Optionally pass your own `DynamoDBDocumentClient` via `documentClient` to reuse configuration. By default, a client is created with `convertEmptyValues: true` and `removeUndefinedValues: true`.
```ts
import { DynamoDBDocumentClient } from "@aws-sdk/lib-dynamodb";
import { DynamoDBClient } from "@aws-sdk/client-dynamodb";
const documentClient = DynamoDBDocumentClient.from(new DynamoDBClient());
const table = defineTable({
name: "my-dynamodb-table",
documentClient,
indexes: { table: { hashKey: "pk", rangeKey: "sk" } },
});
```
## Defining entities
- `schema` is a Zod object. It drives validation and types.
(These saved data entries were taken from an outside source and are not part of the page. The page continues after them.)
PR #1000, opened 2021-02-09
Add ccache support to GitHub Actions

janisozaur:
By default action is set up to:
1. Use 500MB size for cache
2. Compress the cache
3. Show the cache stats post-build to ensure it's used efficiently

### DIFF
--- a/.github/workflows/build_flang.yml
+++ b/.github/workflows/build_flang.yml
@@ -40,6 +40,8 @@ jobs:
 
       - name: ccache
         uses: hendrikmuhs/ccache-action@v1
+        with:
+          key: ${{ matrix.cc }}-${{ matrix.version }}
 
       - if: matrix.cc == 'gcc' && matrix.version == '10'
         run: |
--- a/.github/workflows/build_flang.yml
+++ b/.github/workflows/build_flang.yml
@@ -183,7 +183,9 @@ jobs:
             -DCMAKE_INSTALL_PREFIX=/usr/local \
             -DCMAKE_BUILD_TYPE=Release \
             -DCMAKE_C_COMPILER=/usr/bin/${{ matrix.cc }} \
-            -DCMAKE_CXX_COMPILER=/usr/bin/${{ matrix.cpp }}"
+            -DCMAKE_CXX_COMPILER=/usr/bin/${{ matrix.cpp }} \
+            -DCMAKE_C_COMPILER_LAUNCHER=ccache \
+            -DCMAKE_CXX_COMPILER_LAUNCHER=ccache"
           cd runtime/libpgmath
           mkdir -p build && cd build
           cmake $CMAKE_OPTIONS ..
@@ -202,6 +204,8 @@ jobs:
             -DCMAKE_Fortran_COMPILER_ID=Flang \
             -DFLANG_INCLUDE_DOCS=ON \
             -DFLANG_LLVM_EXTENSIONS=ON \
+            -DCMAKE_C_COMPILER_LAUNCHER=ccache \
+            -DCMAKE_CXX_COMPILER_LAUNCHER=ccache \
             ..
           make -j$(nproc)
           sudo make install
--- a/.github/workflows/build_flang.yml
+++ b/.github/workflows/build_flang.yml
@@ -38,6 +38,9 @@ jobs:
       # Checks-out your repository under $GITHUB_WORKSPACE, so the job can access it
       - uses: actions/checkout@v2
 
+      - name: ccache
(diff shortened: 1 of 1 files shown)


janisozaur:
All the jobs report 0 hits, this needs a bit more inspection

.github/workflows/build_flang.yml
```diff
@@ -38,6 +38,9 @@ jobs:
       # Checks-out your repository under $GITHUB_WORKSPACE, so the job can access it
       - uses: actions/checkout@v2
 
+      - name: ccache
+        uses: hendrikmuhs/ccache-action@v1
```
kiranchandramohan, line 42: Where is this defined?

kiranchandramohan (commented):
Congratulations for making PR 1000, a milestone for Flang. Hope you will be able to complete this PR.

BTW, is this hobby work?

.github/workflows/build_flang.yml
janisozaur: https://github.com/hendrikmuhs/ccache-action

janisozaur: And here on the gh actions marketplace: https://github.com/marketplace/actions/ccache-for-gh-actions

janisozaur:
> BTW, is this hobby work?

Yes, I just happen to know @michalpasztamobica 

Previously I haven't noticed I was editing only one of the jobs in the matrix. It should be good now.

janisozaur:
Caches now populate correctly and in the case of GCC 9, it even got used already:
```
cache directory                     /home/runner/work/flang/flang/.ccache
primary config                      /home/runner/.ccache/ccache.conf
secondary config      (readonly)    /etc/ccache.conf
stats updated                       Tue Feb  9 14:19:15 2021
cache hit (direct)                     0
cache hit (preprocessed)              12
cache miss                          1406
cache hit rate                      0.85 %
cleanups performed                     0
files in cache                      2821
cache size                          17.7 MB
max cache size                     500.0 MB
```

As it was only for a minor part of the build, you can see it in the line:
```
cache hit (preprocessed)              12
```

.github/workflows/build_flang.yml
junghans: Is there a reason to use this custom cacching action over the Github-provided one (https://github.com/actions/cache)?

janisozaur: Yes - the GitHub cache action only provides a way of caching, the use of you actually have to implement yourself. The ccache action used here provides that and builds on top of that - installs ccache itself, configures some options (the ones I mentioned in the opening comment), ensures ccache is available in the `$PATH`, creates a log entry with stats.

junghans: Thanks!

janisozaur:
ping

.github/workflows/build_flang.yml
kiranchandramohan: Only concern is using an action in a private individual's repo.

WDYT, @bryanpkc @shivaramaarao

bryanpkc: The TypeScript code looks pretty straightforward. Does the presence of the action in the GitHub Marketplace ensure its continued availability? Will it disappear suddenly and break our CI?

janisozaur: I doubt presence on the actions marketplace guarantees anything. If that's a concern for you, you may consider forking the project into `flang-compiler` organisation. Personally though I wouldn't recommend that, this PR is quite small and self-contained. Should the action ever be removed, fallback to previous version is easy enough.

Alternatively, ccache installation and caching can be rewritten in bash so that you don't need to rely on external actions, but I'm not keen on doing that when current solution seems sufficient.

bryanpkc: @janisozaur I agree with your view. I don't have a concern with this use.

bryanpkc:
@janisozaur Would you consider creating a similar PR to implement ccache for https://github.com/flang-compiler/classic-flang-llvm-project? IMO the LLVM build will benefit much more from caching than the Flang build, since it takes way longer.

janisozaur:
Sure!

janisozaur:
Just had a look at that repo - it seems so much larger than this one, it may exceed the (default) cache capacity available. GitHub offers up to 5GB (https://github.com/actions/cache#cache-limits) so it should be possible to bump it a bit higher. This may need some manual fiddling with options.

michalpasztamobica (approved):

janisozaur:
https://github.com/flang-compiler/classic-flang-llvm-project/pull/17

bryanpkc (approved):
LGTM.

- `keys` derives fields that are written to the item (e.g. `pk`, `sk`, `type`, timestamps).
- A key value can be a string, a function, or an array of parts; arrays join with `#`.
Example:
```ts
const user = defineEntity({
table,
schema: z.object({
id: z.string(),
email: z.email(),
}),
keys: {
type: () => "user",
pk: (u) => ["user", u.id], // => "user#123"
sk: (u) => u.email,
},
});
```
## Operations
- put(data): validates with Zod, expands keys, writes, and returns the parsed instance.
- get(key): requires key specification using actual key names (e.g., `pk`, `sk`), reads, returns instance or null.
- update(key, patch): requires key specification, validates/expands, updates, and returns the new instance.
- query(key, options?): requires key specification; supports partial expressions like `{beginsWith: "prefix"}`. Returns a paged array with `lastEvaluatedKey` and `next()`.
- queryOne(key, options?): first match or null.
- queryAll(key, options?): collects all pages for convenience.
- delete(key): requires key specification, deletes the item.
### Key Specification
Keys must be specified precisely using the actual key names defined in your entity. Key arrays are automatically converted to strings joined with `#`.
```ts
// Get with precise keys
await users.get({ pk: ["user", "123"], sk: "user@example.com" });
// Query with complex key expressions and custom indexes
await posts.query({
index: "type-sk",
type: "comment",
sk: { beginsWith: "user#123#" },
});
```
Query options match DynamoDB’s `QueryCommandInput` (minus the expression fields that Turbine builds for you), so you can set things like `Limit`, `ExclusiveStartKey`, `ScanIndexForward`, `ConsistentRead`, etc.
## Types and validation
- Inputs are validated by your Zod schema (defaults apply too).
- Returned instances are typed and include an `update(patch)` helper that delegates to `entity.update`.
## Error handling
Invalid input or unresolved keys throw an error. Ensure required fields for the index you target are provided (for example, missing `pk` or `sk` parts in your derived keys).